§ YOUR TASK: Once you have located the line containing "-52,7 +52,7 @@" in the material below, return it exactly along with each line after it through the line containing "<StyledButton".

§ RECORDS SHOWN:
PR #5715, opened 2021-01-16
Add Accessiblity Features to the Contribution Screen

SudharakaP:
This PR provides the following basic features. I've tested this with [Orca](https://help.gnome.org/users/orca/stable/)

- Add group details to buttons
- Announce pressed state of the buttons
- Announce the message dialog
- Auto focus on the cancel button of the dialog
- Announce the percentage selection at the bottom of the form (the donation select input)

The following needs to be still completed.

~~- Ideally trap the focus within the dialog after it opens (i.e: we need to make sure the tabs don't flow out of the dialog; they should wrap)~~
~~- Need a better solution to the donation select input as we seem to be using react-select and that seems to have a lot of accessibility issues; https://github.com/JedWatson/react-select/issues?q=is%3Aissue+is%3Aopen+accessibility~~

Resolves https://github.com/opencollective/opencollective/issues/3790

### DIFF
--- a/components/ConfirmationModal.js
+++ b/components/ConfirmationModal.js
@@ -52,7 +52,7 @@ const ConfirmationModal = ({
   const { formatMessage } = useIntl();
 
   return (
-    <Modal width="570px" show={show} onClose={onClose} {...props}>
+    <Modal role="alertdialog" width="570px" show={show} onClose={onClose} {...props}>
       <ModalHeader onClose={onClose}>{header}</ModalHeader>
       <ModalBody pt={2}>{children || <P>{body}</P>}</ModalBody>
       <ModalFooter>
@@ -60,6 +60,7 @@ const ConfirmationModal = ({
           <StyledButton
             mx={20}
             my={1}
+            autoFocus
             minWidth={140}
             onClick={cancelHandler || onClose}
             disabled={submitting}
--- a/components/contribution-flow/FeesOnTopInput.js
+++ b/components/contribution-flow/FeesOnTopInput.js
@@ -1,7 +1,7 @@
 import React from 'react';
 import PropTypes from 'prop-types';
 import { isNil } from 'lodash';
-import { FormattedMessage } from 'react-intl';
+import { defineMessages, FormattedMessage, useIntl } from 'react-intl';
 import styled from 'styled-components';
 
 import INTERVALS from '../../lib/constants/intervals';
@@ -13,6 +13,17 @@ import StyledSelect from '../StyledSelect';
 import { P, Span } from '../Text';
 
 import illustration from './fees-on-top-illustration.png';
+
+const msg = defineMessages({
+  noThankYou: {
+    id: 'NoThankYou',
+    defaultMessage: 'No, thank you',
+  },
+  other: {
+    id: 'platformFee.Other',
+    defaultMessage: 'Other',
+  },
+});
 
 const Illustration = styled.img.attrs({ src: illustration })`
   width: 40px;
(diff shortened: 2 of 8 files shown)


SudharakaP:
@Betree : This is ready for review. I have removed the formatting of the drop-down label to make it simpler so that it works with screen readers easily. Please take a look and let me know. The only additional thing remaining to do here is probably try to trap the focus within the dialog when it opens. I will try to do it in the meantime. 🤔

SudharakaP:
@Betree : Added focus trap as well, using the [`focus-trap-react` library](https://github.com/focus-trap/focus-trap-react). So I think this is fully done. Let me know if there's anything else I might have missed. It's a bit hard to think what else is needed here as I don't use screen readers on a day to day basis; maybe we need help from someone who does? 🤔

components/ConfirmationModal.js
```diff
@@ -52,40 +53,43 @@ const ConfirmationModal = ({
...
-              } catch (e) {
-                setSubmitting(false);
-                throw e;
-              }
-            }}
-          >
-            {continueLabel || formatMessage(confirmBtnMsgs[type])}
-          </StyledButton>
-        </Container>
+        <FocusTrap focusTrapOptions={{ clickOutsideDeactivates: true }}>
```
Betree, line 60: Shouldn't we put the focus trap directly on `StyledModal`? As it sometimes hold forms, having that as a global pattern seems like a good improvement

components/contribution-flow/FeesOnTopInput.js
```diff
@@ -41,11 +36,11 @@ const getOptions = (amount, currency) => {
       return getOptionFromPercentage(amount, currency, percentage);
     }),
     {
-      label: <FormattedMessage id="NoThankYou" defaultMessage="No, thank you" />,
```
Betree, line 44: We should keep these internationalized. If the issue is that we want to have them as strings, we should use a `defineMessages` + `useIntl()` + `formatMessage`.

components/contribution-flow/FeesOnTopInput.js
```diff
@@ -27,11 +26,7 @@ const getOptionFromPercentage = (amount, currency, percentage) => {
     // Value must be unique, so we set a special key if feeAmount is 0
     value: feeAmount || `${percentage}%`,
     percentage,
-    label: (
-      <span>
-        {formatCurrency(feeAmount, currency)} <Span color="black.500">({percentage * 100}%)</Span>
```
Betree, line 32: I assume that a string was needed as an output, if that's the case could we rather put that as `aria-title` (or similar, I'm not sure which one to use) to keep the formatting?

Also relying on the standard `formatCurrency` is a good practice, would be great if we can keep it

Betree (commented):
Just tried with my OS screen reader and the result is great, good job!

The trap for the modal also seems to do its job, I wonder if we can extend that to all modals (see below)?

components/ConfirmationModal.js
SudharakaP: @Betree : Good idea. Done. 😄

components/contribution-flow/FeesOnTopInput.js
SudharakaP: Done. 👍🏽

components/contribution-flow/FeesOnTopInput.js
SudharakaP: @Betree : Didn't know about this, sorry. Adjusted the code. Now it should be good. 😄

SudharakaP:
@Betree : Sorry, I think there is a better way of handling the options array with the use of `formatOptionLabel` which I've used now. Please take a look and let me know if you see any issue. The formatting should not change with this method; it should remain as it is. 😄

Betree (approved):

§ ANSWER TO THIS TASK:
@@ -52,7 +52,7 @@ const ConfirmationModal = ({
   const { formatMessage } = useIntl();
 
   return (
-    <Modal width="570px" show={show} onClose={onClose} {...props}>
+    <Modal role="alertdialog" width="570px" show={show} onClose={onClose} {...props}>
       <ModalHeader onClose={onClose}>{header}</ModalHeader>
       <ModalBody pt={2}>{children || <P>{body}</P>}</ModalBody>
       <ModalFooter>
@@ -60,6 +60,7 @@ const ConfirmationModal = ({
           <StyledButton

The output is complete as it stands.